### THE PROBLEM
Your answer must contain each line of the data, copied exactly.

Collected data:
#####
PR #1668, opened 2022-01-17
Fail when opening an uninitialized repo

jorgenman:
Fix for #9.

This is my first work in this project and my first time using Go, so hopefully this is the right way to go about this. Let me know if not and I'm happy to fix it.

It seemed to make sense to do this check whenever opening a "direct" repo, not just when creating a snapshot - I couldn't think of a situation where you'd want to have an opened repo that didn't exist.

### DIFF
--- a/repo/open.go
+++ b/repo/open.go
@@ -159,6 +159,17 @@ func openDirect(ctx context.Context, configFile string, lc *LocalConfig, passwor
 		return nil, errors.Wrap(err, "cannot open storage")
 	}
 
+	var tmp gather.WriteBuffer
+	defer tmp.Close()
+
+	if err = st.GetBlob(ctx, FormatBlobID, 0, -1, &tmp); err != nil {
+		if errors.Is(err, blob.ErrBlobNotFound) {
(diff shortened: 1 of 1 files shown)


jorgenman:
Okay, looks like I failed to run some of the tests before I pushed. I can get them now with `make all` - is that the best thing to run to make sure I don't miss anything? I read the Build Architecture page, but it didn't discuss build targets for unit tests, etc.

jkowalski:
Sorry for late response. The fix is unfortunately somewhat more complicated. Kopia will generally verify that the `kopia.repository` blob exists, except it doe sit every 15 minutes or so due to caching.

This change is effectively disabling caching of `kopia.repository` blob. The same thing can be achieved today using :

```
$ kopia repository set-client --disable-repository-format-cache
```

BTW @Shrekster is going to change how this works in his #1622 (which has a lot of other implications), so let's discuss this further to decide which PR to merge and how they interact. I think we should split #1622 into pieces, merge them and revisit this issue. 

I'm gonna keep this open for now.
#####
### RESPONSE AREA
PR #1668, opened 2022-01-17
Fail when opening an uninitialized repo

jorgenman:
Fix for #9.

This is my first work in this project and my first time using Go, so hopefully this is the right way to go about this. Let me know if not and I'm happy to fix it.

It seemed to make sense to do this check whenever opening a "direct" repo, not just when creating a snapshot - I couldn't think of a situation where you'd want to have an opened repo that didn't exist.

### DIFF
--- a/repo/open.go
+++ b/repo/open.go
@@ -159,6 +159,17 @@ func openDirect(ctx context.Context, configFile string, lc *LocalConfig, passwor
 		return nil, errors.Wrap(err, "cannot open storage")
 	}
 
+	var tmp gather.WriteBuffer
+	defer tmp.Close()
+
+	if err = st.GetBlob(ctx, FormatBlobID, 0, -1, &tmp); err != nil {
+		if errors.Is(err, blob.ErrBlobNotFound) {
(diff shortened: 1 of 1 files shown)


jorgenman:
Okay, looks like I failed to run some of the tests before I pushed. I can get them now with `make all` - is that the best thing to run to make sure I don't miss anything? I read the Build Architecture page, but it didn't discuss build targets for unit tests, etc.

jkowalski:
Sorry for late response. The fix is unfortunately somewhat more complicated. Kopia will generally verify that the `kopia.repository` blob exists, except it doe sit every 15 minutes or so due to caching.

This change is effectively disabling caching of `kopia.repository` blob. The same thing can be achieved today using :

```
$ kopia repository set-client --disable-repository-format-cache
```

BTW @Shrekster is going to change how this works in his #1622 (which has a lot of other implications), so let's discuss this further to decide which PR to merge and how they interact. I think we should split #1622 into pieces, merge them and revisit this issue. 

I'm gonna keep this open for now.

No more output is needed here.